A justiça restaurativa já tem produzido resultados muito positivos em diversas áreas. O desafio da solução de conflitos envolvendo menores decorre do fato de que os responsáveis por estes muitas vezes se opõem a qualquer diálogo sobre o delito seja por vergonha, seja para evitar sua responsabilização no cuidado e educação com a criança ou adolescente. A vantagem da justiça restaurativa estaria, então, nesse processo de resolução dos casos sem a necessidade de “culpar” ou “julgar” os responsáveis, trabalhando a ideia de “responsabilidade” de modo distinto da ideia de “culpabilização”. É preciso, então, desenvolvê-la mais, educar nossa sociedade para a prática da cidadania da alteridade, aquela em que cada cidadão reconhece os seus direitos e também os que pertencem aos demais cidadãos, sabe que pode exigir, mas também deve assumir responsabilidades.
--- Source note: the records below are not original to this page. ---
PR #104, opened 2020-02-28
Move Dockerfile to conformance directory

### LINKED ISSUE #99: conformance: move Dockerfile to conformance directory
See https://github.com/opencontainers/distribution-spec/pull/98#pullrequestreview-357784248

jdolitsky:
In order to prevent confusion about the purpose of the Dockerfile,
move it into conformance directory where it is more appropriate.

Also remove dependency on Makefile, and instead using build args
to pass along the test version that is visible in report.html.

Resolves #99.

### DIFF
--- a/action.yml
+++ b/action.yml
@@ -8,4 +8,4 @@ inputs: {}
 outputs: {}
 runs:
   using: docker
-  image: Dockerfile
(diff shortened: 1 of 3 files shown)


jzelinskie:
LGTM

PR #105, opened 2020-02-28
Allow range of response codes for manifest delete

### LINKED ISSUE #102: conformance: DELETE request to manifest URL (tag) MUST fail
I think [this test](https://github.com/opencontainers/distribution-spec/blob/2ce66de1cd5234a4b5e6721c8439c5fc435d977f/conformance/08_manifest_delete_test.go#L14) is a little over-zealous.

From the spec:

> Delete the manifest identified by name and reference. Note that a manifest can only be deleted by digest.

This seems to me more a description of the registry's original behavior (really, a limitation IMO) and how clients should expect to interact with registries. It doesn't specifically require registries to fail if you delete by tag.

GCR will never be able to pass these conformance tests, because it has some semantics outside of this specification and treats tag references differently from digest references. (I think quay has the opposite behavior from GCR, which is fun 😄 )

To explain a bit further: GCR views tags as a separate entity (a la git tags) as just pointers into the dag. You can delete a _tag_ separately from deleting a _manifest_ by just doing `DELELTE /v2/.../manifests/<tag>`. In fact, GCR _requires_ you to delete tags before deleting an image by digest in order to prevent you from accidentally deleting a tagged image.

Given that this behavior is a super-set of the registry spec, I think it's a reasonable thing for GCR to do, but the conformance tests treat this behavior as a failure.

WDYT? Am I just biased here?

pmengelbert:
Resolves #102.  The revised test checks for one of three
responses: 202 Accepted, 400 Bad Request, or 405 Method Not Allowed.  If
the response is 400 Bad Request, an additional check is triggered to
verify an OCI-Conformant code is returned, in this case "UNSUPPORTED".

Signed-off-by: Peter Engelbert <pmengelbert@gmail.com>

### DIFF
--- a/conformance/08_manifest_delete_test.go
+++ b/conformance/08_manifest_delete_test.go
@@ -11,35 +11,50 @@ import (
 
 var test08ManifestDelete = func() {
 	g.Context("Manifest Delete", func() {
-		g.Specify("DELETE request to manifest URL (tag) MUST fail", func() {
+		g.Specify("DELETE request to manifest should return 202, 400, or 405", func() {
 			req := client.NewRequest(reggie.DELETE, "/v2/<name>/manifests/<reference>",
 				reggie.WithReference(firstTag))
 			resp, err := client.Do(req)
 			Expect(err).To(BeNil())
-			Expect(resp.StatusCode()).To(BeNumerically(">=", 400))
-			Expect(resp.StatusCode()).To(BeNumerically("<", 500))
+			Expect(resp.StatusCode()).To(SatisfyAny(
+				Equal(http.StatusBadRequest),
+				Equal(http.StatusMethodNotAllowed),
+				Equal(http.StatusAccepted)))
+			if resp.StatusCode() == http.StatusBadRequest {
+				errorResponses, err := resp.Errors()
+				Expect(err).To(BeNil())
+				Expect(errorResponses).ToNot(BeEmpty())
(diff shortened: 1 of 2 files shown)


conformance/08_manifest_delete_test.go
```diff
@@ -11,28 +11,33 @@ import (
...
-		})
-
-		g.Specify("DELETE request to manifest URL (digest) should yield 202 response", func() {
+		g.Specify("DELETE request to manifest URL (digest) should yield 202 response unless already deleted", func() {
 			req := client.NewRequest(reggie.DELETE, "/v2/<name>/manifests/<digest>", reggie.WithDigest(manifestDigest))
 			resp, err := client.Do(req)
 			Expect(err).To(BeNil())
-			Expect(resp.StatusCode()).To(Equal(http.StatusAccepted))
+			// In the case that the previous request was accepted, this may or may not fail (which is ok)
+			if !deleteByTagAccepted {
```
dmcgowan: I think this is trying to codify too much logic here. Whether the first succeeded shouldn't affect this one. Once we clarify delete as optional, then can just do a similar check as above.

pmengelbert: @dmcgowan thanks; I just pushed a version that doesn't attempt to codify that logic.  The test in question now allows the same range of response codes, plus 404 to cover the case that delete succeeded.

vbatts:
LGTM

PR #929, opened 2015-04-30
hdfs.py refactoring: Move out configuration

Tarrasch:
By putting it in a seperate file, it's easier to refactor the rest of
contents of that file.

### DIFF
--- a/luigi/contrib/hdfs/config.py
+++ b/luigi/contrib/hdfs/config.py
@@ -1,0 +1,128 @@
+# -*- coding: utf-8 -*-
+#
+# Copyright 2012-2015 Spotify AB
+#
+# Licensed under the Apache License, Version 2.0 (the "License");
+# you may not use this file except in compliance with the License.
+# You may obtain a copy of the License at
+#
+# http://www.apache.org/licenses/LICENSE-2.0
+#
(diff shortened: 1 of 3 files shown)


erikbern:
nice. iirc there's some legacy stuff in the configuration that we should drop soon

Tarrasch:
Not sure about that. I did some in https://github.com/spotify/luigi/pull/889 I know. We should however use the new configuration system for the `[hadoop]` section.

By the way, I *really* like the new unified system for doing configuration. It's really nice! :)

luigi/contrib/hdfs/config.py
```diff
@@ -0,0 +1,128 @@
...
+import os
+import getpass
+
+try:
+    from urlparse import urlparse, urlunparse
+except ImportError:
+    from urllib.parse import urlparse, urlunparse
+
+
+class hdfs(luigi.Config):
```
ulzha: This leading to the repetitious "hdfs.config.hdfs()" is unfortunate. And how come it has to have a lovercase name?

Tarrasch: It's the new configuration system of luigi. This is why you get command line parameters for free, like `--hdfs-client` is `--<classname>-<paramname>`

PR #930, opened 2015-04-30
More hdfs.py refactoring

Tarrasch:
I think the `clients.py` can be split up even further, but this is a good start. At least the formats and the target and configuration are not put in seperate files and there are no cyclic dependencies.

Please review. :)


Tarrasch:
Yay, tests passes, want to review @erikbern ?

luigi/contrib/hdfs/__init__.py
```diff
@@ -19,856 +19,58 @@
...
-    from urlparse import urlsplit
-except ImportError:
-    from urllib.parse import urlsplit
-import warnings
 
-from luigi import six
+Currently (4th May) the :py:mod:`luigi.contrib.hdfs` module is under
+reorganization. We recommend importing the reexports from
+:py:mod:`luigi.contrib.hdfs` instead of the sub-modules, as we're not yet sure
+how the final structure of the sub-modules will be yet. Eventually this module
```
ulzha: "yet" twice

luigi/contrib/hdfs/__init__.py
```diff
@@ -19,856 +19,58 @@
...
+will be empty and you'll have to import directly from the sub modules like
+:py:mod:`luigi.contrib.hdfs.config`.
+"""
 
-import luigi.contrib.target
-import luigi.format
-from luigi.target import FileAlreadyExists, FileSystem, FileSystemTarget
+# Here follows a series of deprecated imports that have been moved out there own files.
```
ulzha: Confusing comment, unneeded.
* It looks more like saying that the contrib style of imports is deprecated, but that's the new shiny style of imports, right?
* Everything phrased as "here follows" is prone to become outdated because people who contribute to something far below in this code can't be expected to notice the comment at the top and add a "here the series of deprecated imports end. Here follow my lovely imports unrelated to that refactor".

Tarrasch: Good point. I just remove this.

Tarrasch:
I fix your comments in a seperate PR. It'll take at least an hour untangling the merge conflicts otherwise.

PR #931, opened 2015-05-01
Add ability to pass in connect_args to sql alchemy.

edkurowski:
I need to be able to pass some connection config into sqlalchemy.  I think this is the easiest way to do it.

### DIFF
--- a/test/contrib/sqla_test.py
+++ b/test/contrib/sqla_test.py
@@ -42,6 +42,7 @@ TEMPDIR = tempfile.mkdtemp()
 SQLITEPATH = os.path.join(TEMPDIR, "sqlatest.db")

E essa cidadania da alteridade será possível apenas se cada um contribuir, a partir de valores éticos, para a solução pacífica de conflitos. Sabemos que sempre haverá pessoas pouco dispostas a isso, mas quanto mais vínculos sociais forem restaurados, menor o número de demandas litigiosas nos tribunais e, com certeza, todo o Brasil terá uma convivência mais harmônica e justa, mesmo que com imperfeições comuns ao nosso cotidiano.